During a Flory Models live show (video below) I had a question on cockpit colours.
When it comes to giving an answer on what was the colour of a Bf 110 cockpit I wanted to be 110% sure (and the pun was unintentional) It's when I'm on the spot, that self-doubt kicks in. Around the 1 hour 50 mark you'll see me digging through references trying to find a definitive quick answer. The question that started it all was "Question for the Lutwaffe expert. I am building the 1/48 Eduard bf110F. I used RLM02 (1941 version) for the back cockit and wheel wells. I am making an error?"
In queries that followed the live show, an image was sent to me that seems to have started it all. This image has been nicely colorised elsewhere on the internet; but there is no doubt that the cockpit sides and framing are much lighter than the instrument panel. This aircraft was definitely painted in RLM 02 with an RLM 66 instrument panel. Digging an little deeper this image was taken in November 1940.

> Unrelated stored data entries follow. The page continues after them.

PR #2964, opened 2016-12-09
YAML Linting with CI checking

mtnbikenc:
* Added checks to `make ci` for yaml linting
* Modified y(a)ml files to pass lint checks


mtnbikenc:
aos-ci-test

git/.yamllint
```diff
@@ -0,0 +1,23 @@
+extends: default
```
tbielawa: Does this file allow for comment lines? I love that we can configure everything this way, but descriptions of what, and more importantly **why** a non-intuitive parameter is set such as it is are quite useful.

For example, why is `truthy` set to `disable`? Another quick question about that, is there a difference between `0` and `1` and `disable` and `enable`?

Follow up to that, which `yamllint` program are you using? On my laptop I actually have a script in `~/bin/` called `yamllint` that is just a crappy ruby interpreter that just tries to load the file given in `$1`.

mtnbikenc: FYI, `truthy` warnings/errors = 509

For example:
```
./roles/os_firewall/tasks/firewall/firewalld.yml
  10:14     warning  truthy value is not quoted  (truthy)
  11:13     warning  truthy value is not quoted  (truthy)
  22:14     warning  truthy value is not quoted  (truthy)
  23:13     warning  truthy value is not quoted  (truthy)
  24:20     warning  truthy value is not quoted  (truthy)
```

mtnbikenc:
@tbielawa I've added comments to the .yamllint config and updated a few files to meet more default requirements.  Please comment on my comments as to what you think should and should not be style defaults.  Thanks!

tbielawa:
@mtnbikenc :+1: to the the rules you proposed. I wouldn't change any of those.

## Comments

I made a few comments/editor hints in my checkout. See them in the gist diff at the end of this comment.

## Newlines

I did find an interesting problem when I ran `make ci-yamllint` from my checkout though. Without setting...

```yaml
  empty-lines:
    max-end: 1
```
...I received a warning about `playbooks/byo/config-rhel.yml` : 

> ../playbooks/byo/config-rhel.yml:3:1: [error] too many blank lines (1 > 0) (empty-lines)

According to the project website:

> The POSIX standard requires the last line to end with a new line character. All UNIX tools expect a new line at the end of files. Most text editors use this convention too.

http://yamllint.readthedocs.io/en/latest/rules.html#module-yamllint.rules.new_line_at_end_of_file

So I would propose that we add a section to enable trailing newlines.

## Makefile

My editor was telling me that the `Skipping all '/files/' folders due to conflicting yaml file definitions` comment was mis-indented. I think comments are supposed to start at the beginning of the line. Or at least, that's what my editor wants me to believe.

screenshot from 2016-12-12 09-11-39

I also noticed `$(NAME)env` still used in the yamllint target. Changing that for consistency to `$(VENV)` is desired.

We're slipping in two very long `find` shell commands now. I'd like to see those moved into recursive variables in the Makefile header.

```Makefile
YAMLFILES = $(shell find ../ -name $(VENV) -prune -o \( -name '*.yml' -o -name '*.yaml' \) ! -path "*/files/*" 2>&1)                                                                                                 
PYFILES = $(shell find ../ -name $(VENV) -prune -o -name ooinstall.egg-info -prune -o -name test -prune -o -name "*.py" -print)                                                                                      
...
ci-yamllint: $(VENV)
    . $(VENV)/bin/activate && yamllint -c ../git/.yamllint $(YAMLFILES)
ci-pylint: $(VENV)
    . $(VENV)/bin/activate && python -m pylint --rcfile ../git/.pylintrc $(PYFILES)
```

One last **question** - Obviously the `yamllint` target discovers a LOT of files (about 356 when I test it). Do we want to quiet down the Makefile output there? If we prefix the `. $(VENV)/bin/activate && yamllint...` line like so:

> @. $(VENV)/bin/activate && yamllint -c ../git/.yamllint $(YAMLFILES)

Then all 356+ yaml file names are not printed to the screen. This hides information from people, but also limits output to just results and what have you. On the left in this screenshot is the output when the command is silenced (`@`) and the right side is without the `@` silencer applied:

yamllint-hush-please

## Lemme patch ya up

I captured all of my suggestions into a gist diff for you:

* https://gist.github.com/tbielawa/1509bc137fa399bf054f1fdca80c27e6

tbielawa:
aos-ci-test

tbielawa:
Errata for my last review comment

> ...I received a warning about playbooks/byo/config-rhel.yml :

This was a verified level-1 PEBKAC error (I created that file myself and had it included in `.git/info/exclude`...).

mtnbikenc:
aos-ci-test

PR #421, opened 2020-08-05
Refactor Unauthorization Serialization to a helper function.

keefertaylor:

Refactors the code to serialize an Unauthorize protocol buffer to a helper method. 

Refactors some common code to be de-duplicated. 

### Context of Change

### Type of Change

- [ ] Documentation Updates
- [ ] Release

## Before / After

N/A

## Test Plan

CI

### DIFF
--- a/src/XRP/serializer.ts
+++ b/src/XRP/serializer.ts
@@ -4,6 +4,7 @@
 import Utils from '../Common/utils'
 
 import { XRPDropsAmount, Currency } from './generated/org/xrpl/rpc/v1/amount_pb'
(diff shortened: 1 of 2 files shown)


src/XRP/serializer.ts
```diff
@@ -77,6 +78,7 @@ interface PathElementJSON {
   currencyCode?: string
 }
 
+type UnauthorizeJSON = string
```
tedkalaw, line 81: will this eventually be an object-y type? although i suppose that a string is valid JSON

PR #423, opened 2020-08-06
Add Helper Function for ClearFlag Serialization #422

keefertaylor:

Add function for `ClearFlag` serialization.

### Context of Change

`ClearFlag` docs: https://xrpl.org/accountset.html

### Type of Change

- [ ] Documentation Updates
- [ ] Release

## Before / After

N/A

## Test Plan

New tests provided for CI.

### DIFF
--- a/test/XRP/serializer.test.ts
+++ b/test/XRP/serializer.test.ts
@@ -926,7 +926,7 @@ describe('serializer', function (): void {
   })
 
   it('Serializes a ClearFlag', function (): void {
-    // GIVEN a ClearFlag with no fields set.
+    // GIVEN a ClearFlag.
     const flagValues = 1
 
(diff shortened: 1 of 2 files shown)


test/XRP/serializer.test.ts
```diff
@@ -923,4 +924,18 @@ describe('serializer', function (): void {
     // WHEN it is serialized THEN the result is undefined.
     assert.isUndefined(Serializer.currencyToJSON(currency))
   })
+
+  it('Serializes a ClearFlag', function (): void {
+    // GIVEN a ClearFlag with no fields set.
```
amiecorso, line 929: doesn't this have one field set?  the `value` ?

keefertaylor: Done

PR #425, opened 2020-08-06
Add Helper Function for EmailHash Serialization

keefertaylor:

Add function for `EmailHash` serialization.

### Context of Change

`EmailHash` docs: https://xrpl.org/accountset.html

### Type of Change

- [ ] Documentation Updates
- [ ] Release

## Before / After

N/A

## Test Plan

New tests provided for CI.

### DIFF
--- a/test/XRP/serializer.test.ts
+++ b/test/XRP/serializer.test.ts
@@ -888,7 +888,7 @@ describe('serializer', function (): void {
     assert.deepEqual(serialized[0], Serializer.pathElementToJSON(pathElement1))
     assert.deepEqual(serialized[1], Serializer.pathElementToJSON(pathElement2))
   })
-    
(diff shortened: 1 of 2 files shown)


test/XRP/serializer.test.ts
```diff
@@ -923,4 +923,18 @@ describe('serializer', function (): void {
...
   })
+
+  it('Serializes an EmailHash', function (): void {
+    // GIVEN an EmailHash.
+    const emailHashBytes = new Uint8Array([1, 2, 3, 4])
+
+    const emailHash = new EmailHash()
+    emailHash.setValue(emailHashBytes)
+
+    // WHEN it is serialized
```
tedkalaw, line 934: super nit: `.`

Another image shown below, dated 1939 again confirm that the cockpits were painted RLM 02. Note the contrast between the instruments and parts of the interior that is not in shadow.
Moving forward into Russia in 1941 we have a picture that, once confirms RLM o2. What this picture can't tell us is how old the aircraft was at the time of the photograph. Was it a Battle of Britain era aircraft redeployed to the Eastern front?
The final image is from 1943. The framing appears much darker than the fabric curtain and the crew members parachute straps.
The generally accepted view from references is that in the 1941 regulation L.Dv 521/1 stated "RLM 66 was specified for painting all areas visible through cockpit and canopy glazing" (AK Real Colors of WWII page 90).
This is confirmed by my preferred reference book, "The November 1941 issue of L.Dv.521/1....All cockpit areas visible through a glazed covering were to be finished in 7107.66, principally as an anti-glare measure, but also as not to compromise the external camouflage finish" (Luftwaffe Camouflage and Markings 1933-1945, Merrick & Kiroff page 207).
So where does that leave a Bf 110 in 1941?I've two thoughts, the change in regulations came out at the end fo 1941 so it is possible that the cockpit was partially painted in RLM 02. Another view is that LDv.521/1 was confirming what was already general practice so the cockpit could have been RLM 66 throughout. I'd personally be tempted to paint the front cockpit RLM 66 and the rear RLM 02, it is visually more interesting and the aircraft was probably manufactured prior to the RLM 66 regulation.
I'd like to finish off with a generally accepted rule. If an aircraft is from after the Battle of Britain its cockpit was probably RLM 66.